According to a study conducted by Princeton University in the USA "GEO: Generative Engine Optimization", one of the most effective strategies for increasing visibility is fluency optimization - i.e., improving the style and clarity of text without changing its content. The results? Even 30-40% increase in visibility.
You can find more detailed information in the generative search systems study.
Fluency optimization is an editorial process that adapts text to language model expectations. It includes, among others:
Such text is more "readable" for an AI model, and therefore more frequently cited.
To illustrate how different approaches affect visibility in generative responses, it's worth comparing two variants of product content - one optimized according to GEO principles, the other not.
Why is the content on the left GEO-friendly?
Why doesn't the content on the right work in GEO?
This contrast well shows how content created "for humans" may, but doesn't have to be readable and valuable for language models. In the world of GEO, good narrative is one that combines attractiveness for the user with unambiguous informational value for AI.
From the previously mentioned study, it appears that adding concrete numbers such as percentages, values or statistics to content significantly increases the chance that it will be used by a language model in a generative response. This strategy, called Statistics Addition, translated into even a 41% increase in citability, i.e., the number of words from given content used by AI. Moreover, in the qualitative assessment describing how much the model considers content useful and valuable, such texts achieved even 28% better results.
Equally effective proved to be Quotation Addition - adding quotes from credible sources or unambiguous formulations increased visibility by 38-41%.
Area | Action | Effects for AI-visibility |
---|---|---|
Language | Fluent and clear | +15-30% (Fluency Optimization) |
Data | Specifics, numbers, statistics | +41% (Statistics Addition) |
Quotes | Verifiable sources and quotes | +38-41% (Quotation Addition) |
Traditional SEO | Keyword stuffing | Worsening results |
For eCommerce, this is a clear signal that the more concrete data a description or article contains, the greater the chance it will be cited, which is associated with the brand appearing in AI-generated responses.
The greatest effectiveness was achieved by content that combined different approaches: was well written, contained concrete data and quotes from credible sources. Comprehensively optimized content clearly dominated in the GEO benchmark. This shows that the key is not one element, but a combination of language quality and information value.
When researchers tested content containing concrete numbers, e.g., percentages, statistics or numerical values, they noticed a clear improvement in visibility in AI-generated responses.
In practice, it looked like this: if text contained numerical data, the Perplexity.ai model cited it 37% more often. Similarly worked adding quotes from credible sources - in this case citability increased by 22%. This shows that AI more willingly uses content that is concrete, measurable and unambiguous.

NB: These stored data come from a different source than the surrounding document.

PR #1883, opened 2024-05-15
error if using Enzyme with gcc/g++

ZuseZ4:
It would be nicer to check if we actually have a LLVM based compiler, but I am worried of some vendor specific compilers having awkward names. So only check for GNU, since that's 100% unsupported. This should still cover almost all cases and prevents issues like this:
closes #1871

Tested locally:
```sh
➜  build git:(recognize-unsupported-gnu) CC=/usr/bin/gcc cmake .. -GNinja  -DEnzyme_DIR=/u/drehwald/prog/Enzyme/enzyme/build/ -DCMAKE_LINKER=lld
project languages: C
C compiler: GNU
CMake Error at /u/drehwald/prog/Enzyme/enzyme/build/EnzymeConfigVersion.cmake:8 (message):
  Enzyme requires an LLVM based C compiler.
Call Stack (most recent call first):
  CMakeLists.txt:5 (find_package)


-- Configuring incomplete, errors occurred!
➜  build git:(recognize-unsupported-gnu) ..
➜  test_find_package git:(recognize-unsupported-gnu) rm -rf build && mkdir build && cd build                                                                
➜  build git:(recognize-unsupported-gnu) CC=clang cmake .. -GNinja  -DEnzyme_DIR=/u/drehwald/prog/Enzyme/enzyme/build/ -DCMAKE_LINKER=lld
-- The C compiler identification is Clang 16.0.5
-- Detecting C compiler ABI info
-- Detecting C compiler ABI info - done
-- Check for working C compiler: /u/drehwald/prog/llvm16/build/bin/clang - skipped
-- Detecting C compile features
-- Detecting C compile features - done
found dir /u/drehwald/prog/Enzyme/enzyme/build/
found 1
imported targets LLVMEnzyme-16;ClangEnzyme-16;ClangEnzymeFlags;LLDEnzyme-16;LLDEnzymeFlags;LLDEnzymeAssumeUnknownNoFree;LLDEnzymeLooseTypeFlags;LLDEnzymePrintTypeFlags;LLDEnzymePrintFlags;LLDEnzymeNoStrictAliasingFlags
-- Configuring done (0.5s)
-- Generating done (0.0s)
-- Build files have been written to: /u/drehwald/prog/Enzyme/enzyme/test/test_find_package/build
```

PR #2272, opened 2025-04-01
Allow suppression of incompatible compiler warning

dime10:
As discussed [here](https://github.com/EnzymeAD/Enzyme/pull/1883#issuecomment-2762636340), Enzyme can be compiled with non-LLVM compilers, as long as it is loaded/linked into LLVM tools (clang, opt, ...).

This PR adds a CMake option to suppress the compiler warning introduced in #1883.


ZuseZ4:
cc @tgymnich, not sure why Integration tests aren't running here, I approved the workflow.

tgymnich:
@ZuseZ4 I guess this must have been a planned brownout of ubuntu 20.04 runners from GitHub. Here is the fix: https://github.com/EnzymeAD/Enzyme/pull/2262. PR is not merged because we still need to decide wether we want to keep C/C++ CI as required or only run C/C++ CI when a relevant file changes (see paths in PR). Both do not work together since the Required CI pass may never run if you don't touch any of the files define in the workflow.

ZuseZ4 (approved):

ZuseZ4:
@tgymnich I removed the path but CI there was blocked too, so I'm unable to merge it, sorry.
However it seems like the 20.04 runners here came back at some point.
So to not have this PR blocked too long and since no one seems to object I've added it to the merge queue, so they don't have to deal with extra warnings.

PR #2285, opened 2025-04-28
don't access LLVMEnzyme on apple builds if LLVM_PLUGINS isn't set

ZuseZ4:
Upstreaming of https://github.com/rust-lang/enzyme/pull/4
Incorrect guard caused a build failure in https://github.com/rust-lang/rust/pull/140064#issuecomment-2836408078
(There might be another fix needed, but this seems uncontroversial?)

### DIFF
--- a/enzyme/Enzyme/CMakeLists.txt
+++ b/enzyme/Enzyme/CMakeLists.txt
@@ -155,9 +155,9 @@ endif()
 
 if (APPLE)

Largely yes. Many proven SEO practices remain current. Page structure, technical optimization, content quality or keyword selection still matter. However, the entry of language models onto the scene has made some errors today have much more serious consequences. An example is so-called keyword stuffing, i.e., unnatural saturation of text with keywords. Previously, this already lowered page quality in the eyes of Google algorithms, but now AI models react to this even more unambiguously, omitting such content in generative responses.
For online store owners, this is a clear signal that the bar has been raised. Today, content must simultaneously respond to the needs of users, Google algorithms and AI language models. It's no longer enough to write only for SEO or only "for users" - finding balance and taking care of every aspect of communication becomes key: from technical correctness, through clarity of message, to citability potential in generative responses.